YOUR GOAL. The answer must be a single number: how many lines in the entries hold the string "rather".

DATA.
┌────────

PR #768, opened 2026-06-12
Fix vision GRPO under vLLM standby, bundle converter resolution, DeepseekV2MoE rename

danielhanchen:
Three independent runtime fixes, found while validating the unslothai/unsloth Docker images notebook by notebook (B200, torch 2.10 cu128, vllm 0.19.1, transformers 5.11).

## 1. Vision GRPO crashes under vLLM standby

With `UNSLOTH_VLLM_STANDBY=1` and a multimodal model, the CuMemAllocator sleep/wake cycle corrupts CUDA VMM: `cudaErrorIllegalAddress` at `empty_cache()` on the first sleep, or `Expected a cached item for mm_hash=...` desyncs. Text GRPO under the same standby setting is unaffected.

Two layers:
- `load_vllm` disables standby for vision models unless `UNSLOTH_VLLM_STANDBY_VISION=1`. This is also the faster configuration: `import unsloth` strips `expandable_segments` from the allocator config at import time when standby is requested, which cannot be undone later in the process, so a gated vision run avoids both the crash and the slow allocator.
- `patch_vllm_reset_caches_on_sleep` wraps `vllm.LLM.sleep` to clear the multimodal (P0 sender / P1 receiver, in lockstep) and encoder caches while their CUDA memory is still mapped, then delegates. Defense in depth for forced standby; every reset is guarded so any vllm version without these methods degrades to current behavior. Registered only in the standby path; no-op for text models.

Validation: Qwen2_5_7B_VL_GRPO previously crashed at about 22 minutes with both signatures; with the gate it runs 20/20 cells, 0 errors (TrainOutput step 4 in 238 s), and a 31 minute forced-standby run with the sleep wrapper showed zero crash signatures. Text control Qwen3_(4B)-GRPO passes unchanged.

## 2. GGUF conversion picks a mismatched converter for prebuilt bundles

When only `UNSLOTH_LLAMA_CPP_PATH` is set (the Docker images bake a prebuilt bundle there), the converter resolution downloaded the latest GitHub `convert_hf_to_gguf.py` and ran it against the bundle's older `conversion/ModelBase`, crashing with an unexpected `target_model_dir` kwarg. New `_resolve_bundle_convert_script()` prefers the bundle's own co-versioned converter when, and only when, the bundle ships a paired `conversion/` package. Source builds, monolith installs and hosts without a bundle are unchanged.

Validation: Llama3_(8B)-Ollama went from fail to pass (7.4 min) inside the image.

## 3. DeepseekV2MoE renamed in transformers 5

transformers 5 renamed `DeepseekV2MoE` to `DeepseekV2Moe`; trust_remote_code models (DeepSeek-OCR) still import the old name. A temporary patch aliases it back when absent; no-op on 4.x. Note DeepSeek-OCR then hits a separate transformers 5 strict dataclass validation of its checkpoint config (`kv_lora_rank=None`), which is a checkpoint level incompatibility and deliberately not patched here.

All changes are pure python guards over existing parameters and env vars, no version specific imports: compatible with transformers 4.57.6 and 5.x, TRL 0.22.2 through 1.x, vLLM 0.11.2 onward, and inert on non NVIDIA platforms.

### DIFF
--- a/tests/test_deepseek_v2_moe_alias.py
+++ b/tests/test_deepseek_v2_moe_alias.py
@@ -1,4 +1,4 @@
-"""PR #768: patch_deepseek_v2_moe_alias.
+"""Tests for the DeepseekV2MoE compatibility alias (patch_deepseek_v2_moe_alias).
 
 transformers 5.x renamed DeepseekV2MoE -> DeepseekV2Moe; trust_remote_code models
 (e.g. DeepSeek-OCR) still import the old name. The patch aliases it back when only
--- a/tests/test_llama_cpp_bundle_converter.py
+++ b/tests/test_llama_cpp_bundle_converter.py
@@ -1,15 +1,14 @@
-"""PR #768: _resolve_bundle_convert_script (llama.cpp bundle converter fallback).
+"""Tests for the llama.cpp bundle converter resolver (_resolve_bundle_convert_script).
 
 A prebuilt llama.cpp bundle ships convert_hf_to_gguf.py co-versioned with its own
 conversion/ package. When UNSLOTH_LLAMA_CPP_SCRIPTS_DIR is unset, the resolver
-prefers the bundle's converter *only when* the paired conversion/__init__.py is
-present; otherwise it returns None (monolith installs / hosts without a bundle
-fall through to the network).
+prefers the bundle's converter only when the paired conversion/ package (both
+__init__.py and base.py) is present; otherwise it returns None (monolith installs
+/ hosts without a paired package fall through to the network).
 
 Loads llama_cpp.py in isolation (spec_from_file_location), matching the idiom in
 tests/test_convert_hf_to_gguf_patcher.py, and monkeypatches LLAMA_CPP_DEFAULT_DIR
-to a tmp tree. No network, no GPU. Closes a coverage gap: no existing test names
-this function.
+to a tmp tree. No network, no GPU.
 """
 
 from __future__ import annotations
@@ -25,7 +24,7 @@ import pytest
 def _load_llama_cpp_module():
     repo_root = Path(__file__).resolve().parents[1]
     module_path = repo_root / "unsloth_zoo" / "llama_cpp.py"
-    spec = importlib.util.spec_from_file_location("llama_cpp_under_test_pr768", module_path)
+    spec = importlib.util.spec_from_file_location("llama_cpp_bundle_under_test", module_path)
     module = importlib.util.module_from_spec(spec)
     sys.modules[spec.name] = module
     spec.loader.exec_module(module)
@@ -122,7 +121,7 @@ def test_underscore_wins_when_both_converters_present(mod, monkeypatch, tmp_path
 
 
 def test_source_or_new_layout_checkout_also_resolves(mod, monkeypatch, tmp_path):
-    # F6: the resolver keys purely on (conversion/__init__.py + converter), so a
+    # The resolver keys purely on (conversion/{__init__,base}.py + converter), so a
     # new-layout source checkout under LLAMA_CPP_DEFAULT_DIR also resolves locally
     # rather than hitting the network. This is intended (its converter is
     # genuinely co-versioned with its own conversion/) and documented here.
--- a/tests/test_pr768_bundle_converter.py
+++ b/tests/test_pr768_bundle_converter.py
@@ -1,0 +1,147 @@
+"""PR #768: _resolve_bundle_convert_script (llama.cpp bundle converter fallback).
+
+A prebuilt llama.cpp bundle ships convert_hf_to_gguf.py co-versioned with its own
+conversion/ package. When UNSLOTH_LLAMA_CPP_SCRIPTS_DIR is unset, the resolver
+prefers the bundle's converter *only when* the paired conversion/__init__.py is
+present; otherwise it returns None (monolith installs / hosts without a bundle
+fall through to the network).
+
+Loads llama_cpp.py in isolation (spec_from_file_location), matching the idiom in
+tests/test_convert_hf_to_gguf_patcher.py, and monkeypatches LLAMA_CPP_DEFAULT_DIR
+to a tmp tree. No network, no GPU. Closes a coverage gap: no existing test names
+this function.
+"""
+
+from __future__ import annotations
+
+import importlib.util
+import os
+import sys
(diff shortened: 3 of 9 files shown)


danielhanchen:
Validation results for this branch, run inside the unslothai/unsloth#5748 Docker image (B200, torch 2.10 cu128, vllm 0.19.1, transformers 5.11), zoo installed from this branch.

| Notebook | Result | Notes |
| --- | --- | --- |
| Llama3_(8B)-Ollama | pass, 5.6 min | was failing with the mismatched converter (unexpected `target_model_dir` kwarg); the bundle converter resolution fixes it |
| Qwen3_VL_(8B)-Vision-GRPO | pass, 13.4 min | trains and completes; this notebook never used vLLM (`fast_inference = False`), confirming the gate does not touch non vLLM vision runs |
| Qwen2_5_7B_VL_GRPO | blocked on current main by a separate pre-existing bug | details below |

On the Qwen2_5_7B_VL_GRPO row: current main fails inside `load_vllm` with vLLM's `RuntimeError: Tried to erase Node size_3 but it still had 1 users in the graph` before any change from this branch can matter. Forcing `UNSLOTH_VLLM_STANDBY_VISION=1` (which restores the exact pre-branch standby path at load time) reproduces the same error, so the failure is independent of this branch. #695 carries `patch_vllm_decompose_size_nodes` which targets exactly this error, so the two PRs compose.

The standby fixes themselves were validated on a #695-vintage build where load succeeds:
- gate active (standby auto disabled for the vision model): 20/20 cells, 0 errors, TrainOutput step 4 in 238 s, where the unpatched run crashed at about 22 min with `cudaErrorIllegalAddress` / `Expected a cached item for mm_hash` 
- standby forced on with the sleep wrapper registered: 31 minutes of training with zero crash signatures

Text GRPO control (Qwen3 4B) passes unchanged.

danielhanchen:
Re-validated on current main via an integration branch (this PR + maintainer zoo#695) and a sim battery.

Unique parts of this PR, all validated:
- Vision standby gate (disable sleep mode for multimodal unless UNSLOTH_VLLM_STANDBY_VISION=1): gate truth table 8/8 cases; only (standby on, vision, no override) flips to off.
- Pre-sleep multimodal/encoder cache reset wrapper: verified against fake vllm.LLM variants (with/without reset_mm_cache, reset_encoder_cache, llm_engine; raising resets; double-patch idempotency; resets fire before the original sleep; no-op for text). Together these eliminate the vision GRPO standby crash class (cudaErrorIllegalAddress / mm_hash desync); Qwen2_5_7B_VL_GRPO ran clean at 238 s with the gate, where the unpatched run crashed at ~22 min.
- Bundle converter resolution: tmp-layout sim over conversion-package present/absent x converter-file present/absent x dir-missing x SCRIPTS_DIR set/unset. End to end, Llama3_(8B)-Ollama flips fail -> pass on the image (the bug was the latest GitHub convert_hf_to_gguf.py run against the bundle's older ModelBase).

Note on the DeepseekV2MoE alias hunk: the maintainer's zoo#695/main already carries a more comprehensive DeepSeek-V2 fix (the alias plus a DeepSeek-OCR generation patch). This PR's small alias is redundant with it and can be dropped; the vision standby and bundle converter parts are the unique contributions.

26/26 sim cases pass; no old pathway regressed.

danielhanchen:
Pushed a follow-up (15866d2) that hardens the three fixes after a closer look at the standby and converter paths.

**vLLM standby**
- `patch_vllm` now gates the standby patches on `UNSLOTH_VLLM_STANDBY != "0"` to match `load_vllm`. A truthy value other than `1` (e.g. `2`) was previously enabling standby in `load_vllm` while skipping `patch_vllm_reset_caches_on_sleep`, leaving standby active but unpatched.
- When the vision gate disables standby, `load_vllm` now also sets `UNSLOTH_VLLM_STANDBY=0`. The gate only flipped a local variable before, so the env-keyed consumers (the earlier `patch_vllm` call via `fast_inference_setup`, and the GRPO sleep-mode arg in `unsloth/models/rl.py`) still saw `1` and could drive sleep mode even though the engine was built with `enable_sleep_mode=False`.
- `patch_vllm_reset_caches_on_sleep` now wraps `sleep` on `LLM`, `LLMEngine` and `AsyncLLMEngine` (per class, idempotent), so the `use_async` / `use_engine` paths are no longer bypassed.

**GGUF bundle converter**
- `_resolve_bundle_convert_script` now requires `conversion/base.py` as well as `conversion/__init__.py`, the same signal `_detect_converter_layout` uses. A partial bundle with only `__init__.py` could previously be selected and then mis-classified as monolith, failing on `conversion.base` instead of falling through to the network.

**DeepseekV2MoE alias**
- Skips on transformers < 5 before importing, so we no longer eagerly import the `deepseek_v2` module on every startup where the rename does not exist.

Added unit tests for all three areas under `tests/test_pr768_*`.

Validation: gate truth table 8/8; text and vision GRPO under standby run clean (Qwen2.5-VL-7B, forced vision standby, 10 sleep/wake cycles) with no `cudaErrorIllegalAddress` or `mm_hash` signatures on torch 2.10 + vLLM 0.19.1, composed with the decompose-size-nodes fix from #695.

danielhanchen:
Follow-ups pushed (8a0ad3b):

- `load_vllm`: the vision standby gate now also falls back to `hasattr(config, "vision_config")`, so it still fires if a caller does not pass `is_vision_model=True`.
- `patch_vllm_reset_caches_on_sleep`: a cache reset that exists but raises now warns once instead of staying silent.

Companion change in the main repo: unslothai/unsloth#6420 makes the GRPO `vllm_enable_sleep_mode` arg read the engine's actual `enable_sleep_mode` rather than the raw env var, so the TRL config can no longer disagree with the gated engine.

Re-validated end to end on B200 + vLLM 0.19.1 with both changes installed:

| Run | Result |
| --- | --- |
| Text GRPO, `STANDBY=1` | standby stays on, sleep/wake each step, no crash |
| Vision GRPO, default gate | standby fully disabled, zero sleep/wake during training, 6/6 steps clean |
| Vision GRPO, `STANDBY_VISION=1` (forced) | 8 sleep/wake cycles, 8/8 steps, no `cudaErrorIllegalAddress` or `mm_hash` signatures |

Before these changes the gated vision run still drove a sleep/wake every step despite the warning; it is now zero.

└────────

TASK ANSWER. 2